Records from a dataset
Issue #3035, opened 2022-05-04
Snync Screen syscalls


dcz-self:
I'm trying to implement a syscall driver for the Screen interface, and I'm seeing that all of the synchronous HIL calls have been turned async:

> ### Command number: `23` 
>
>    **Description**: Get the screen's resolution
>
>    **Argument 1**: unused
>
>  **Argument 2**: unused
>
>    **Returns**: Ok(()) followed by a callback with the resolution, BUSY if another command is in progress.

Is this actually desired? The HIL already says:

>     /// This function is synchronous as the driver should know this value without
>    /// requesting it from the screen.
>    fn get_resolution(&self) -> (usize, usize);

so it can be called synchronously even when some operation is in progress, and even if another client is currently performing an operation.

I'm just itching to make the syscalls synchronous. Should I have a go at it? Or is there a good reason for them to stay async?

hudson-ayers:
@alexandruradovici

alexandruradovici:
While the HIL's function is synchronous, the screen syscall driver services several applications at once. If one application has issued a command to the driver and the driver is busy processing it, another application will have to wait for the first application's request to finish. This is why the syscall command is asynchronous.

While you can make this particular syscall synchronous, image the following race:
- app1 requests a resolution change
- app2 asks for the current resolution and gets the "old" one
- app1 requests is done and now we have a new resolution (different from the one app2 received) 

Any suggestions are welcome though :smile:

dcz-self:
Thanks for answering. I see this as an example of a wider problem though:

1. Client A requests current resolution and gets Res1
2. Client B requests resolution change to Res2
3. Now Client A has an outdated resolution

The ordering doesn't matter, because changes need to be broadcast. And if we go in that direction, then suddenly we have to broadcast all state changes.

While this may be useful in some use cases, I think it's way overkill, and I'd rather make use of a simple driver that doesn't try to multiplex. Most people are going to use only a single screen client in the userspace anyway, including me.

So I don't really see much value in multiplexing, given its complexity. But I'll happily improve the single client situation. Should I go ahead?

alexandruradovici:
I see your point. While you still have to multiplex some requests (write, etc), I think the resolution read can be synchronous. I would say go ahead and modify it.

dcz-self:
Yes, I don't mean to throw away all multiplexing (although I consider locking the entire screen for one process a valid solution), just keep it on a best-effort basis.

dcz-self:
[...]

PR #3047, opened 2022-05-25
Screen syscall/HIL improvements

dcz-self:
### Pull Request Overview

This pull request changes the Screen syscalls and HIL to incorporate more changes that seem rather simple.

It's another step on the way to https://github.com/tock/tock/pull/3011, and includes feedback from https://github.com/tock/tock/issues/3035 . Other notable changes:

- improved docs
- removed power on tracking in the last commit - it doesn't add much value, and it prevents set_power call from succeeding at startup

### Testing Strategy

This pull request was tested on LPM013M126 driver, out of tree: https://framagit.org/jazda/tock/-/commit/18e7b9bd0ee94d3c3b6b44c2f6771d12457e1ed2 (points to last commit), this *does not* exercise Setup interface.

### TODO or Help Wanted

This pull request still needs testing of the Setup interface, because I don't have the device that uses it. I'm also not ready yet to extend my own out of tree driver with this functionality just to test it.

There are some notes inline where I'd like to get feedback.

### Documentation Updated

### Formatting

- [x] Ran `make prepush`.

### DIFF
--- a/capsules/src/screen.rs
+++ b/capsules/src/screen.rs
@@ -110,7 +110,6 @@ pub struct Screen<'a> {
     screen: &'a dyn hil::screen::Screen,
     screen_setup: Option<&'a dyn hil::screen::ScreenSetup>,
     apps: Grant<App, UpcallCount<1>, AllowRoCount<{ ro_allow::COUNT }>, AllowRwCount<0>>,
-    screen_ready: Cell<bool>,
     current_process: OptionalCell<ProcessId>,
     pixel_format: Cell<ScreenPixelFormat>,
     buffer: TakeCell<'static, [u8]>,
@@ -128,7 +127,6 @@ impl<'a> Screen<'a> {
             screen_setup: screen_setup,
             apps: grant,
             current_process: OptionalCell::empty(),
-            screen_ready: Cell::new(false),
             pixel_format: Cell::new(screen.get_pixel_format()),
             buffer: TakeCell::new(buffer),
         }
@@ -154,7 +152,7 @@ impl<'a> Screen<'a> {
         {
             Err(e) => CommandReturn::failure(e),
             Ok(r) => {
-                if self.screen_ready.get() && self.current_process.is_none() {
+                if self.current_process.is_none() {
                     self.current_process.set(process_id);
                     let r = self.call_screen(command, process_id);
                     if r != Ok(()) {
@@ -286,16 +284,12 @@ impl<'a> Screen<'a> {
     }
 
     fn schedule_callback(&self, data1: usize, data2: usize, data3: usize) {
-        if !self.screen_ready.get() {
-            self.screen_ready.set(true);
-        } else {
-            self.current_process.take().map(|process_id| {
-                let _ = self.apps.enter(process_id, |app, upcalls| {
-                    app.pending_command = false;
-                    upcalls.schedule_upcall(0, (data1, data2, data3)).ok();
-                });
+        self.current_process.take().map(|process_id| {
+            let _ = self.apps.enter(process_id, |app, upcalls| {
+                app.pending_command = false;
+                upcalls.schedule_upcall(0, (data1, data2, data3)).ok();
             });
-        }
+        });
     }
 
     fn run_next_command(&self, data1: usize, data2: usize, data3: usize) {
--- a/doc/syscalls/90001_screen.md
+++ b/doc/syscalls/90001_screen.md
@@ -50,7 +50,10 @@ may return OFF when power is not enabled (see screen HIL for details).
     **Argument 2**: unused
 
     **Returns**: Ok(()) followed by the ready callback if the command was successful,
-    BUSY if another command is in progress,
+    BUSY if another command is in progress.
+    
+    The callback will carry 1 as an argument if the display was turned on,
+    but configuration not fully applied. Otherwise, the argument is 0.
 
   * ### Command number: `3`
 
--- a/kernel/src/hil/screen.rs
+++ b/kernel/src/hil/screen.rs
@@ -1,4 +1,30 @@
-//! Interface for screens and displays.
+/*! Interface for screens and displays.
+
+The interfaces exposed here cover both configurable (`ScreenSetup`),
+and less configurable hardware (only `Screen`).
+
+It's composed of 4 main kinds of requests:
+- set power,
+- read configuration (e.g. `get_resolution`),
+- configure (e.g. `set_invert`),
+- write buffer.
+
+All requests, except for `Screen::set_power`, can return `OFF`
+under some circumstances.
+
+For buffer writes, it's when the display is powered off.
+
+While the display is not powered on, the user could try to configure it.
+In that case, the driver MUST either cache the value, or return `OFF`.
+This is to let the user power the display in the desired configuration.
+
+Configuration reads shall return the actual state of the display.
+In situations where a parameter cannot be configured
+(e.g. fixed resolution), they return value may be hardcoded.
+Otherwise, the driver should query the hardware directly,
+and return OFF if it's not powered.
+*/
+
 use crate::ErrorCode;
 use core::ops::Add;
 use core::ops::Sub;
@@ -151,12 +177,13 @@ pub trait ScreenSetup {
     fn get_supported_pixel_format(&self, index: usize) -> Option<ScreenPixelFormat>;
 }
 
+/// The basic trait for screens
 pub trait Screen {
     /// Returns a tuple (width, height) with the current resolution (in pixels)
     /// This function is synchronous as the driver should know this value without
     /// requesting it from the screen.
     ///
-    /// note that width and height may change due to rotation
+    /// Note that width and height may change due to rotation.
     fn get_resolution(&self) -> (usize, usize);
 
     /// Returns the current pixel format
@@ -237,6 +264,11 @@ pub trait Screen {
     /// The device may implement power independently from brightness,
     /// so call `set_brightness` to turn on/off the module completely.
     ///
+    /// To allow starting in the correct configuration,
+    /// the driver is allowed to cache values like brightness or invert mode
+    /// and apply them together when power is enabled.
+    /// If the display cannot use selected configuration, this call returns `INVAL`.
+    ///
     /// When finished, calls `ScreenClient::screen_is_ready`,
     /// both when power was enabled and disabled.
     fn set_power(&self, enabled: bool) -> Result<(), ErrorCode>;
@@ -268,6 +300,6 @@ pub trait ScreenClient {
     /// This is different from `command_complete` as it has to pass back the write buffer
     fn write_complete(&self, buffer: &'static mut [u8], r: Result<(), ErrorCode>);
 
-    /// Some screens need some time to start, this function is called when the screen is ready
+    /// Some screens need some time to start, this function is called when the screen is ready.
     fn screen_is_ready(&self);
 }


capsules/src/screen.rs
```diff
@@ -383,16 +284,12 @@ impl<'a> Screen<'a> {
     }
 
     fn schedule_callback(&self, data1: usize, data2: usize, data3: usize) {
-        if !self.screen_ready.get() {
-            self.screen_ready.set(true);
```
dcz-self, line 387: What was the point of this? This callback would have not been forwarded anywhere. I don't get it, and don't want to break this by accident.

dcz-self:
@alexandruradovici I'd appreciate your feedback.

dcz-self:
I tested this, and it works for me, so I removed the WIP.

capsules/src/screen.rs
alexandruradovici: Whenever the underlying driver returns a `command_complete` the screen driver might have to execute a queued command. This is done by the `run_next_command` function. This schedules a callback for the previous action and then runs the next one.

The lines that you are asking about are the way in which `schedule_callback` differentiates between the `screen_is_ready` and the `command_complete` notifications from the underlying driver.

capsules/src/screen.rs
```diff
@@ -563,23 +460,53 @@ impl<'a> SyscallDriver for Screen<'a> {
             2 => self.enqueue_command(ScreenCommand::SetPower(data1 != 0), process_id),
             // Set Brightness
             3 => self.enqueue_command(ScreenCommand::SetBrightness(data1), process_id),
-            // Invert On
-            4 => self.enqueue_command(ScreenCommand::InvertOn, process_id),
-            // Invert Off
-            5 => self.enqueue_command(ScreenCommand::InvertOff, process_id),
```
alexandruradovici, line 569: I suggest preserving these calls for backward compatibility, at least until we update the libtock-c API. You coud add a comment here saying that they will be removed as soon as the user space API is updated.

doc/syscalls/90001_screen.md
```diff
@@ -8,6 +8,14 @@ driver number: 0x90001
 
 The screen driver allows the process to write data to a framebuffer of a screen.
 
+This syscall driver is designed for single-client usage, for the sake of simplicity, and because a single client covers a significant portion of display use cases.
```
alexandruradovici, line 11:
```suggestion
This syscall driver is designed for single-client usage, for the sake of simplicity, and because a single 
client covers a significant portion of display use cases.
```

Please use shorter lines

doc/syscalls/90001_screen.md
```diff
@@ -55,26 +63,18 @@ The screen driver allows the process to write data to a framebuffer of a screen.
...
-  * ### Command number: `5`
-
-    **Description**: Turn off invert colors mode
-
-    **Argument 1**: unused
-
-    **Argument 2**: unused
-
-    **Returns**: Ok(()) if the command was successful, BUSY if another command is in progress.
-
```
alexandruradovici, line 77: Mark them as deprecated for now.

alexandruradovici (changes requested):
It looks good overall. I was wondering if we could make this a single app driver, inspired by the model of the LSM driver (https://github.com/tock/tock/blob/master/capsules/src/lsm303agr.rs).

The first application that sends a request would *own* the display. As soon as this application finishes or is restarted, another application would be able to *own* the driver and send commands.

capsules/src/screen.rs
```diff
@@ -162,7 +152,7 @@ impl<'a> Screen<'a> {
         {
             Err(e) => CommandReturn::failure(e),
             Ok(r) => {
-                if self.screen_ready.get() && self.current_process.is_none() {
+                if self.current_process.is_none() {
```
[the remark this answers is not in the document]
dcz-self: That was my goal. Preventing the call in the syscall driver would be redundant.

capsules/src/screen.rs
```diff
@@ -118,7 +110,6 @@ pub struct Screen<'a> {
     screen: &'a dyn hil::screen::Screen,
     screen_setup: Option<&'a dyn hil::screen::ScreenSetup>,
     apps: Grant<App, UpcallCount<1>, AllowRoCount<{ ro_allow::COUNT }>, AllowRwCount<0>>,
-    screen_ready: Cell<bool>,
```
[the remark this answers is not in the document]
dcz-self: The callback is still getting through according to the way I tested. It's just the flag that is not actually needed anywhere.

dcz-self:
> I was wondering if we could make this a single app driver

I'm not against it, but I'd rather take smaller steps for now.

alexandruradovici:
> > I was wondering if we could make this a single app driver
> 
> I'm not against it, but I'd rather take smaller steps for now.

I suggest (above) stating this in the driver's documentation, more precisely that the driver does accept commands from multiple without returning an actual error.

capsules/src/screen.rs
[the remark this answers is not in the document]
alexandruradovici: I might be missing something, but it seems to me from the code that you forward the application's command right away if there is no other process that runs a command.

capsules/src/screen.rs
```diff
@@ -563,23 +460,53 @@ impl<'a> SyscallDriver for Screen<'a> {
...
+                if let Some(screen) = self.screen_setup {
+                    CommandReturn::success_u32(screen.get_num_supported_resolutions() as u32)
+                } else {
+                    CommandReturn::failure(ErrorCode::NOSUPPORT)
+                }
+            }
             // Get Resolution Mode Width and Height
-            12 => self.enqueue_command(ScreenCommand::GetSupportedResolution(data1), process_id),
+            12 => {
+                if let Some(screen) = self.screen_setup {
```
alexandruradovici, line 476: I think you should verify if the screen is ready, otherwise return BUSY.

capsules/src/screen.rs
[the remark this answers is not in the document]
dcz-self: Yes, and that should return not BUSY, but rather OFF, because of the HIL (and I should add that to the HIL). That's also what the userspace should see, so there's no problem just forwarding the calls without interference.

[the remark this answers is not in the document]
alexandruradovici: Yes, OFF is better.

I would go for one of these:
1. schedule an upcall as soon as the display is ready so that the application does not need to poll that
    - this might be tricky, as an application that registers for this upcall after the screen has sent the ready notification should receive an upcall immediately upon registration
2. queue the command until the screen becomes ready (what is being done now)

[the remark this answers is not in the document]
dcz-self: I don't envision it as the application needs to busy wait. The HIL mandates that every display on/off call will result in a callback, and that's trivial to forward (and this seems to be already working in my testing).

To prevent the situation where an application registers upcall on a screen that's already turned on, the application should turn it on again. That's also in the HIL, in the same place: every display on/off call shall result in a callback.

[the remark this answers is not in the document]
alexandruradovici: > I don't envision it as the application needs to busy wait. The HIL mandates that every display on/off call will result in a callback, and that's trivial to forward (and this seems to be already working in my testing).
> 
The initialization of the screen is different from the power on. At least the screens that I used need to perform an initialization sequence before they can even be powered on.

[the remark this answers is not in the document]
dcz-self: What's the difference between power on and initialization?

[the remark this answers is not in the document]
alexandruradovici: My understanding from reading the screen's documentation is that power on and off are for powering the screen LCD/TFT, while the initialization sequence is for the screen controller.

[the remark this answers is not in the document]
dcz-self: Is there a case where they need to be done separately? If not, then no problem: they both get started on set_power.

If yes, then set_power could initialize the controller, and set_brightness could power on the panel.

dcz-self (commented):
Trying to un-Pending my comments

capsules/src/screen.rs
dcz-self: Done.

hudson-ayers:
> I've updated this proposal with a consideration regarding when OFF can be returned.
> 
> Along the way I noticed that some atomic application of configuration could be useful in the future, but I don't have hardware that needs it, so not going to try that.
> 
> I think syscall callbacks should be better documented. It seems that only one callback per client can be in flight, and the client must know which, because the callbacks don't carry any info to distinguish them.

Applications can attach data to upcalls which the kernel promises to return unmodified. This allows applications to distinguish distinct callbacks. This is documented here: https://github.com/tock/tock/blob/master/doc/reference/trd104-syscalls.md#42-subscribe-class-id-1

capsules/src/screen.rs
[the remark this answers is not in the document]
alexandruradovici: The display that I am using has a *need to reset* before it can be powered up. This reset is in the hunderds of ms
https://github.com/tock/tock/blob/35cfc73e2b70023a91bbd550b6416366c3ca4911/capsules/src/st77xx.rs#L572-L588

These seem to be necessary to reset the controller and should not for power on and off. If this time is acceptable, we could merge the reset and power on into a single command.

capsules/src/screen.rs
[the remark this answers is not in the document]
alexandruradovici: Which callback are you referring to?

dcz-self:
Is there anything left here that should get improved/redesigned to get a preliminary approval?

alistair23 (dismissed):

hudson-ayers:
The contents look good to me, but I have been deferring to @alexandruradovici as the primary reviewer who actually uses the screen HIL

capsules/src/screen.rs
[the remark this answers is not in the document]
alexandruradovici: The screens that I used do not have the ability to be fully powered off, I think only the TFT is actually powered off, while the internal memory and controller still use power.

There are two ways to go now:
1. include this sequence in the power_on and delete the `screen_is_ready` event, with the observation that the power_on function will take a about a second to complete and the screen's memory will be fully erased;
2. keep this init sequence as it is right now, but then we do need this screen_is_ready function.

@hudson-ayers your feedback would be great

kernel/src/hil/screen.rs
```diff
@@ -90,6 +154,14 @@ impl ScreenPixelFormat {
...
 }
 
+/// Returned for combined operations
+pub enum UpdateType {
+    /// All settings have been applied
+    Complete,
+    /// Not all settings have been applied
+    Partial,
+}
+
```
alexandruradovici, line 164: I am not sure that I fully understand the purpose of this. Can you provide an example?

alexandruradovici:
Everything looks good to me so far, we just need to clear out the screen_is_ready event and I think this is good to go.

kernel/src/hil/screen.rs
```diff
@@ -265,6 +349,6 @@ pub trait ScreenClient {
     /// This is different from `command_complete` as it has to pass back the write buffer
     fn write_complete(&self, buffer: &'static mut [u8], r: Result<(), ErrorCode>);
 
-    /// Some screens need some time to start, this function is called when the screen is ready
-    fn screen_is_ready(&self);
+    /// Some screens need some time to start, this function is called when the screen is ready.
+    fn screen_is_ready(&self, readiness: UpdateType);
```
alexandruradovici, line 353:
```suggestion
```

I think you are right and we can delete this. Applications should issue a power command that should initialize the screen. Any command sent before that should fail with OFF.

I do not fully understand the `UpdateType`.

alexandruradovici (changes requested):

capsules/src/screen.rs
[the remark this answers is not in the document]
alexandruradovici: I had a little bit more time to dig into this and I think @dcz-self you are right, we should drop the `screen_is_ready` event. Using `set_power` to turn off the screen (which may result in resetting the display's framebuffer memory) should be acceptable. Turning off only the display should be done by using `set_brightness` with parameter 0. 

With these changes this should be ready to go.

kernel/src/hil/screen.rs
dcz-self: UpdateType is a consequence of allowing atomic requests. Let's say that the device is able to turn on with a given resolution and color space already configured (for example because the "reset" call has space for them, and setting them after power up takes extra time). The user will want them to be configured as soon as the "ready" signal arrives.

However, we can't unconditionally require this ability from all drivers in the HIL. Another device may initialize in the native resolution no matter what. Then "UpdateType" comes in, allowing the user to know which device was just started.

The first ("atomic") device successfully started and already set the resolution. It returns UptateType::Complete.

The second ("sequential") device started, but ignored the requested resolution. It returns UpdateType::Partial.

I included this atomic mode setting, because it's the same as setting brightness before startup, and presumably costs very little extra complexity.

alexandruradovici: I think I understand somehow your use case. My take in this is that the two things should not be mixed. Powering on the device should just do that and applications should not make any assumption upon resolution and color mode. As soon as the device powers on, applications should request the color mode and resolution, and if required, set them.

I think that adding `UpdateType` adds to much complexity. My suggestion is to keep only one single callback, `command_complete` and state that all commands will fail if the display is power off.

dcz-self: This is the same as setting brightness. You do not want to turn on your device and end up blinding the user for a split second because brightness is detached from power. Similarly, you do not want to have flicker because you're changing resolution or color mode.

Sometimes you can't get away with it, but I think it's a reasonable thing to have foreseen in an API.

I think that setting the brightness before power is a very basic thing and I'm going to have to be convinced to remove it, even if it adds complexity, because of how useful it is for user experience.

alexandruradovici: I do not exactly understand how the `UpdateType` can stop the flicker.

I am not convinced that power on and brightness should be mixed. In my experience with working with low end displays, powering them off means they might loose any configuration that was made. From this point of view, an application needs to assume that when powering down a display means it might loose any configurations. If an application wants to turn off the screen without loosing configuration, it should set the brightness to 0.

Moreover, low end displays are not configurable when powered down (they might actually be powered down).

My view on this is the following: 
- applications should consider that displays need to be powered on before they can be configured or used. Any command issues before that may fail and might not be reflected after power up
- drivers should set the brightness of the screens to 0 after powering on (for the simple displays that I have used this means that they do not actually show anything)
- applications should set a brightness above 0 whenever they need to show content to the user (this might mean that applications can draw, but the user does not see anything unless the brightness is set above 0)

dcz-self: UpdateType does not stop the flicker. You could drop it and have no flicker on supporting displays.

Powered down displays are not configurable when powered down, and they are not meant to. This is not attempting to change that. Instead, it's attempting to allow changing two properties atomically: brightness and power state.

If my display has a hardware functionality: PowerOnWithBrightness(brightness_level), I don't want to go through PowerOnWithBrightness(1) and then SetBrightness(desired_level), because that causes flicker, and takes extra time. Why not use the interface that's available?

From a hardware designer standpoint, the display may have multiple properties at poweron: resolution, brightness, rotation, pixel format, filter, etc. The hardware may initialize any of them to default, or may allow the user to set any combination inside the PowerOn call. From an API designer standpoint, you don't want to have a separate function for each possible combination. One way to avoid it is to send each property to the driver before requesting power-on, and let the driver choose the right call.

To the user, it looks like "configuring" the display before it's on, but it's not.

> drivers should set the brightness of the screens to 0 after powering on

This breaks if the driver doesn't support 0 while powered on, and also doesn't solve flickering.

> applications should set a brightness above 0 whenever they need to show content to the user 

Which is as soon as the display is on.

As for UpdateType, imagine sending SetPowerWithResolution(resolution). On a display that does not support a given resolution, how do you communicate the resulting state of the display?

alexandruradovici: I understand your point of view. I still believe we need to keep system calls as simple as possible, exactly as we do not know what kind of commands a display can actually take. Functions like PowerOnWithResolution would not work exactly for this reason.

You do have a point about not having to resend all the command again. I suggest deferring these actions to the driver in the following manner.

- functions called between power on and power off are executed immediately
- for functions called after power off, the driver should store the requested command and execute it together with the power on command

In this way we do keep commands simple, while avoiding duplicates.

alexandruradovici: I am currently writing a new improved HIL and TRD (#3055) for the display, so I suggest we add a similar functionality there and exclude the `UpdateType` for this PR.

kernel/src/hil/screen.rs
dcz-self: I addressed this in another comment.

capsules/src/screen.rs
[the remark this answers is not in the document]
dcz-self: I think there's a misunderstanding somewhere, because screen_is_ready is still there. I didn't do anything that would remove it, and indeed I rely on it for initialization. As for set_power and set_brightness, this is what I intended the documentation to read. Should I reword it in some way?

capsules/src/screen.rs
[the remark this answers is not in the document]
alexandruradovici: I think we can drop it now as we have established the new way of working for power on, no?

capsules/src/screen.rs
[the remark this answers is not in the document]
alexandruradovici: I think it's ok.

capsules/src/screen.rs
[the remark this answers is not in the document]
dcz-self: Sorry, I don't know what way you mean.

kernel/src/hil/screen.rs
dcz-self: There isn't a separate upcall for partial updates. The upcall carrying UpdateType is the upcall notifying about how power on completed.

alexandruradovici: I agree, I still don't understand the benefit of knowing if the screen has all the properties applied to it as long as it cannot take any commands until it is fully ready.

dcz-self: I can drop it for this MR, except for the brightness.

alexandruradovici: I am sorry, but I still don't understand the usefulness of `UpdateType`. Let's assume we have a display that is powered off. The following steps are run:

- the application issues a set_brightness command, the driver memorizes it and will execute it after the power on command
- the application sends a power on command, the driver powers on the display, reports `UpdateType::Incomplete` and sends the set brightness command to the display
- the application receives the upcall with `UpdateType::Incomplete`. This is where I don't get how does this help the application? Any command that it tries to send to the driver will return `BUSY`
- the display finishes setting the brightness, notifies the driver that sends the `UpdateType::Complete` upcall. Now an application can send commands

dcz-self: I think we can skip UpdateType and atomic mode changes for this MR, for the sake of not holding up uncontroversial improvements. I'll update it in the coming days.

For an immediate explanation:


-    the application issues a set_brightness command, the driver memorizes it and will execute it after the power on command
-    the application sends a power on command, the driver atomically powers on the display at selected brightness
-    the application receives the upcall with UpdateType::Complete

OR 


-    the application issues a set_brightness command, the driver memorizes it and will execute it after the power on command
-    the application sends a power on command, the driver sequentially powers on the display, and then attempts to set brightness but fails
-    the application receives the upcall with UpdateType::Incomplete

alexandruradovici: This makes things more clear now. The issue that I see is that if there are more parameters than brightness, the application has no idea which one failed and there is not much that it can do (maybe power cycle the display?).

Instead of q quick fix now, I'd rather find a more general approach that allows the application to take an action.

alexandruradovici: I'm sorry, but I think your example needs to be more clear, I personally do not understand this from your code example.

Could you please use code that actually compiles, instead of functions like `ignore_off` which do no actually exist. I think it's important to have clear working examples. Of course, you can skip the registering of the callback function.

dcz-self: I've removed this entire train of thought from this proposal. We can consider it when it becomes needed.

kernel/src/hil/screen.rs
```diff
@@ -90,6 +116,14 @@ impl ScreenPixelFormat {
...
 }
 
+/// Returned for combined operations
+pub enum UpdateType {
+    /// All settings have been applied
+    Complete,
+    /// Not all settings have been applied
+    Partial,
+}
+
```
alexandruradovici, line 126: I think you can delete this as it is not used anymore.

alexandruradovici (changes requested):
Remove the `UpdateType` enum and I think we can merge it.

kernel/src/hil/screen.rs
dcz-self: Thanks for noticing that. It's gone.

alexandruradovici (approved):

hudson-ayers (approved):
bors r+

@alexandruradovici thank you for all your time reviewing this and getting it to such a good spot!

What you have to do
Transcribe only, please, the lines from the first line of the records through the line with "so it can be". Both of those lines are included.

Answer section
Issue #3035, opened 2022-05-04
Snync Screen syscalls


dcz-self:
I'm trying to implement a syscall driver for the Screen interface, and I'm seeing that all of the synchronous HIL calls have been turned async:

> ### Command number: `23` 
>
>    **Description**: Get the screen's resolution
>
>    **Argument 1**: unused
>
>  **Argument 2**: unused
>
>    **Returns**: Ok(()) followed by a callback with the resolution, BUSY if another command is in progress.

Is this actually desired? The HIL already says:

>     /// This function is synchronous as the driver should know this value without
>    /// requesting it from the screen.
>    fn get_resolution(&self) -> (usize, usize);

so it can be called synchronously even when some operation is in progress, and even if another client is currently performing an operation.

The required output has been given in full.